### Description of the task
Establish how many lines in the entries hold the string "updated". The number by itself is the whole answer.
··· Given data
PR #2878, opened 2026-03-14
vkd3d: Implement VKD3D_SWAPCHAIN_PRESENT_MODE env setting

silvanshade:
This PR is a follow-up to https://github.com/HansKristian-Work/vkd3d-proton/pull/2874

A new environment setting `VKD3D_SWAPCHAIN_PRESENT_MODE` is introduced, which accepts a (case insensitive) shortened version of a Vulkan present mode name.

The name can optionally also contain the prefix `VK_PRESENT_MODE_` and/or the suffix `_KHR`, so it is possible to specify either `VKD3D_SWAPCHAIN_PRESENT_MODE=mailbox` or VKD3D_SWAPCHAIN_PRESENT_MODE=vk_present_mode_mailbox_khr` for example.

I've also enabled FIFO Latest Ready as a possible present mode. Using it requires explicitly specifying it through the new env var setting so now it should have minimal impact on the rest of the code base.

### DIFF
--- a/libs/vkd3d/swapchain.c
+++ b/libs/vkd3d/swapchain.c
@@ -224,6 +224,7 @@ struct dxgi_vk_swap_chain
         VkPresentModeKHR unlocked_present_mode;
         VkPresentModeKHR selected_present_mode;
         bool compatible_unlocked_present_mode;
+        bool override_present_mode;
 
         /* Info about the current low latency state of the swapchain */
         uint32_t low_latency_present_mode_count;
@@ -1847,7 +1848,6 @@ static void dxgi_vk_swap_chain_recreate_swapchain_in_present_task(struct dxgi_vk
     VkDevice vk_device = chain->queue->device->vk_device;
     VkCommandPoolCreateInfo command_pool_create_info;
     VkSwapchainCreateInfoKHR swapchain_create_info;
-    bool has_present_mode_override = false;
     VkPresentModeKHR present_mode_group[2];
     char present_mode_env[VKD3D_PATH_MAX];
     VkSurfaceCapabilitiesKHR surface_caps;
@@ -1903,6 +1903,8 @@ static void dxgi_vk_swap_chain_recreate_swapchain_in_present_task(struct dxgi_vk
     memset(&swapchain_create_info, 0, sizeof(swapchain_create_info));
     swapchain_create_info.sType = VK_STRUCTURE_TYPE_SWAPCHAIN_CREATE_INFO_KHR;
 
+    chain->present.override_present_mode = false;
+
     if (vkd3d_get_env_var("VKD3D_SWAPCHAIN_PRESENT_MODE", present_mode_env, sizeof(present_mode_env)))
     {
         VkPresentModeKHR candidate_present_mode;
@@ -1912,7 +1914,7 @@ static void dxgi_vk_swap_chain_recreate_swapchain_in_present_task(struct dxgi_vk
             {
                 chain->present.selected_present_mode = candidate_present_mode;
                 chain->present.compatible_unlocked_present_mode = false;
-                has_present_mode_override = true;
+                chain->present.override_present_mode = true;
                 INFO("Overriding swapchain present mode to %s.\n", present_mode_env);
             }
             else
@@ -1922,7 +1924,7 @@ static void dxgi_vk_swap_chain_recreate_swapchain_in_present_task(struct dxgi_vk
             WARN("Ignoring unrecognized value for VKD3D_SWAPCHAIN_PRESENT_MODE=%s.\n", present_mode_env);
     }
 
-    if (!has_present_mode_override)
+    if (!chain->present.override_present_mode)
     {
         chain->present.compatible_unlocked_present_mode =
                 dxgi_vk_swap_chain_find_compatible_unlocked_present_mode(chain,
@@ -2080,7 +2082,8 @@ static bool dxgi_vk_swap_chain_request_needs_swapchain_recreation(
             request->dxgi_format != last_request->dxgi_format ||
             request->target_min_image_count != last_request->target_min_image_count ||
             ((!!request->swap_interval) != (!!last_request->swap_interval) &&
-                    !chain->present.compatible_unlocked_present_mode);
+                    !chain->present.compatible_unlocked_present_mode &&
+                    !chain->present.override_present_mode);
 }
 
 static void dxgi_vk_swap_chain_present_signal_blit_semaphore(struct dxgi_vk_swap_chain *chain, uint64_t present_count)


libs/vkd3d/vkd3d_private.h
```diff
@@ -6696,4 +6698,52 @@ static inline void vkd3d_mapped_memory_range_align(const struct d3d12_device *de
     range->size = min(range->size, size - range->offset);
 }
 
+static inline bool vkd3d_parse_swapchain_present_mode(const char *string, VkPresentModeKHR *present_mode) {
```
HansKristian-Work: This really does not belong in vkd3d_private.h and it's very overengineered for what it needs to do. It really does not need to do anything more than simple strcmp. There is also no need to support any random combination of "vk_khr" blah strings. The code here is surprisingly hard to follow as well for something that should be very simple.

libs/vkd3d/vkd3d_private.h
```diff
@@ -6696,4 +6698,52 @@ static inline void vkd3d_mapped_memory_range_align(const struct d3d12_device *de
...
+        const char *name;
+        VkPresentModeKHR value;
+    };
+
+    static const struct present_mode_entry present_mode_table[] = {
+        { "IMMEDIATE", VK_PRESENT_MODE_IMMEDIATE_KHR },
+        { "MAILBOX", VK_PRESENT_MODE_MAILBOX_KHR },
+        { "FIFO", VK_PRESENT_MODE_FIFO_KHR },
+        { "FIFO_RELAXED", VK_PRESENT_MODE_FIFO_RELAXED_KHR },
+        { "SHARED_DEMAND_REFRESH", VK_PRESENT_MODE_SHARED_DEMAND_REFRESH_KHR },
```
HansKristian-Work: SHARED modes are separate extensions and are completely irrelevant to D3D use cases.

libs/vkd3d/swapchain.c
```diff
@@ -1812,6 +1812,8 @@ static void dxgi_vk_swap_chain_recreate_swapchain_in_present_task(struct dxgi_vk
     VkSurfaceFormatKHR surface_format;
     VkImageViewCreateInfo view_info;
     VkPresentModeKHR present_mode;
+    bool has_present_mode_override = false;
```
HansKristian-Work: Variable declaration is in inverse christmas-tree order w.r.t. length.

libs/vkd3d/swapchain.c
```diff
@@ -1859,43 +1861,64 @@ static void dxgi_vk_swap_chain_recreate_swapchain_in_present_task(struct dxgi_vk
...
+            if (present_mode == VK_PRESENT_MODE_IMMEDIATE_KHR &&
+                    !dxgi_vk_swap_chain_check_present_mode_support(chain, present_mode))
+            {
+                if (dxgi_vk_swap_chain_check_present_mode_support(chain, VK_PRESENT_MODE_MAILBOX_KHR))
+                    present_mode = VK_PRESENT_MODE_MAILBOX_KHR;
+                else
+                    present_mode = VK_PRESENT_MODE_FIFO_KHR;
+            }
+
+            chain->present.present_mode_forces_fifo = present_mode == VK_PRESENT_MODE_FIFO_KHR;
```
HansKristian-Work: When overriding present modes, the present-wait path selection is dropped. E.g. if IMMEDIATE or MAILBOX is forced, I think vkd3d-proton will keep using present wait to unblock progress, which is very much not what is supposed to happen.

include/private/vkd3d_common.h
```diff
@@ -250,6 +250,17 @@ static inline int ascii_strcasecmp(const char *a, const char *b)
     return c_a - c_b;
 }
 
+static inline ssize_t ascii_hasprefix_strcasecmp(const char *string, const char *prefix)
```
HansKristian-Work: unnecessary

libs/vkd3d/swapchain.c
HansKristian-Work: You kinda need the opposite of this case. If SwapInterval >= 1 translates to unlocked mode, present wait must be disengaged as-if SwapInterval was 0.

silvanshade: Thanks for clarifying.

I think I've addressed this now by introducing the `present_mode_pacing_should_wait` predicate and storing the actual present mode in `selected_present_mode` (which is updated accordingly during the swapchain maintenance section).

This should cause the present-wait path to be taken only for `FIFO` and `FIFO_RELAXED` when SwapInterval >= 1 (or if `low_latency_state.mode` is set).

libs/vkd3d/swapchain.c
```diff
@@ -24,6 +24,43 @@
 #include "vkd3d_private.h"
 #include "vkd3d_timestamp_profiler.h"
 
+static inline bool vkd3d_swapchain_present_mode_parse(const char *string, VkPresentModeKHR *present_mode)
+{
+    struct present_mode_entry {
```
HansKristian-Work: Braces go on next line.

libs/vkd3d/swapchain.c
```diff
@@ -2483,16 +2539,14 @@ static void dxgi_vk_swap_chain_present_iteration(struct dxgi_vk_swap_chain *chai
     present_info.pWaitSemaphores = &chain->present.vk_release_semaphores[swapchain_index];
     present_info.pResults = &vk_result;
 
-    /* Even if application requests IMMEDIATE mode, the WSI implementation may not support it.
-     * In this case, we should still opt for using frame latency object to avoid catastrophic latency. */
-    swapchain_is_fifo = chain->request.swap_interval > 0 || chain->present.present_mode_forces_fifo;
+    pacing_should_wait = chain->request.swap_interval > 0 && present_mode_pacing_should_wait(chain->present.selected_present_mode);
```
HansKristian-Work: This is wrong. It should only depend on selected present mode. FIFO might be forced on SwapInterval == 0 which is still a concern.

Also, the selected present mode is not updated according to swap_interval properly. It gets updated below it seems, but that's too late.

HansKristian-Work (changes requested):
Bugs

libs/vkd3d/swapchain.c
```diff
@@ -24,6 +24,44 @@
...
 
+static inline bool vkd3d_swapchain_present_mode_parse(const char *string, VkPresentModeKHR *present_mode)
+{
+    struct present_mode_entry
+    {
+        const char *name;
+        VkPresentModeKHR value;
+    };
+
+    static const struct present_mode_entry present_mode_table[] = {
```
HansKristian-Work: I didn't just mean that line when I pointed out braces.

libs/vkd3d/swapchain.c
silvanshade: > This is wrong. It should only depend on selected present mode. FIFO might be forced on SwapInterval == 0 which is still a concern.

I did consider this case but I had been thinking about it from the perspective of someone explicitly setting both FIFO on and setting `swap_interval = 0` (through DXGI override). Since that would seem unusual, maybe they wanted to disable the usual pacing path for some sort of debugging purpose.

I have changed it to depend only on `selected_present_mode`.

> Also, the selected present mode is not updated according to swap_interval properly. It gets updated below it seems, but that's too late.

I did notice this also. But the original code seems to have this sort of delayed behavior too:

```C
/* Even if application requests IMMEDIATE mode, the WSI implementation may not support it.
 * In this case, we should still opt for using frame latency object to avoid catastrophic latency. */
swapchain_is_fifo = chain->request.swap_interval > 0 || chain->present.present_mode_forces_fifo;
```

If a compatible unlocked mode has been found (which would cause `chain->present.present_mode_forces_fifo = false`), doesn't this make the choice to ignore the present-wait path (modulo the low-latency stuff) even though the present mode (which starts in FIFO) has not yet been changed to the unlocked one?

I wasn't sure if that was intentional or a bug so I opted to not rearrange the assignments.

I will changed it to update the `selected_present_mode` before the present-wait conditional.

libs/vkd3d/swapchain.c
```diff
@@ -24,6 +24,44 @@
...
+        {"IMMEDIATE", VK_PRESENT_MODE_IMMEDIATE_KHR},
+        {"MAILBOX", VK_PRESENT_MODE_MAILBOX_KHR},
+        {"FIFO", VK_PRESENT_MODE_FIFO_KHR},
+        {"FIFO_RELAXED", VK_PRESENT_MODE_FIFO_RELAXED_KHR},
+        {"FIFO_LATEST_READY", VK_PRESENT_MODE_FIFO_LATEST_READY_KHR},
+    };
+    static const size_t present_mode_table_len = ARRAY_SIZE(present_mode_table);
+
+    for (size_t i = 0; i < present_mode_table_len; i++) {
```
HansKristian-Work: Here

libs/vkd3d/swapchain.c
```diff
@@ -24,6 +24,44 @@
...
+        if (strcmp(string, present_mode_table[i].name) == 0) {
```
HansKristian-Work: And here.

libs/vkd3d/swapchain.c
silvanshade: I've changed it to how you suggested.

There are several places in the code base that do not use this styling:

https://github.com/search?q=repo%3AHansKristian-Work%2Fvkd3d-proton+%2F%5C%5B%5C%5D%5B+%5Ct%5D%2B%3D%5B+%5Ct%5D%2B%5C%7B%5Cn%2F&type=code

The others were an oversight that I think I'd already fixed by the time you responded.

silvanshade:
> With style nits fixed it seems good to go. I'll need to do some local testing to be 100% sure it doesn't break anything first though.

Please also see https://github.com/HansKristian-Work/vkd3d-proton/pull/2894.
······
··· Given data
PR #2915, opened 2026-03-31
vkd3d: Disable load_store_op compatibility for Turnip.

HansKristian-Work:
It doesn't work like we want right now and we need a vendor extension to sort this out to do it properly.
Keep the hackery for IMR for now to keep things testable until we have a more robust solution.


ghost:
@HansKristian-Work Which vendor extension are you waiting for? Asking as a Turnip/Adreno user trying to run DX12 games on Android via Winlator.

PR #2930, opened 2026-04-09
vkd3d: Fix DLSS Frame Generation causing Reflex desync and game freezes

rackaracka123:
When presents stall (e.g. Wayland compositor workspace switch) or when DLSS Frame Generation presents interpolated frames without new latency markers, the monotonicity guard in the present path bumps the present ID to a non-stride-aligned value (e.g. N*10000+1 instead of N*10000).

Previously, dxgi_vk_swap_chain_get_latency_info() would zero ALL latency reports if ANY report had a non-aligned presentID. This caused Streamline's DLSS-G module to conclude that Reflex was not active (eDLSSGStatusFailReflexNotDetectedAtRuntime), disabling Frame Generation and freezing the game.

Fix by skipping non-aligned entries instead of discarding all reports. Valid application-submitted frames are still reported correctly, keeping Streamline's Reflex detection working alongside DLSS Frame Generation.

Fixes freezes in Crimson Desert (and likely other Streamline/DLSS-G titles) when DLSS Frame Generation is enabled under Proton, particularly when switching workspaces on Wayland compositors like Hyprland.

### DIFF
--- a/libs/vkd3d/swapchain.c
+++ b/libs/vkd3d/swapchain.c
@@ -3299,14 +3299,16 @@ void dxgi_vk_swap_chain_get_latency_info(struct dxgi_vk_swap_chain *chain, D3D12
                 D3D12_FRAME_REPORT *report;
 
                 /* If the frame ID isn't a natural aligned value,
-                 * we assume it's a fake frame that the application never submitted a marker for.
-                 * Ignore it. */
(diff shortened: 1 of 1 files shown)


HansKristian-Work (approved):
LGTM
······
### Answer section
3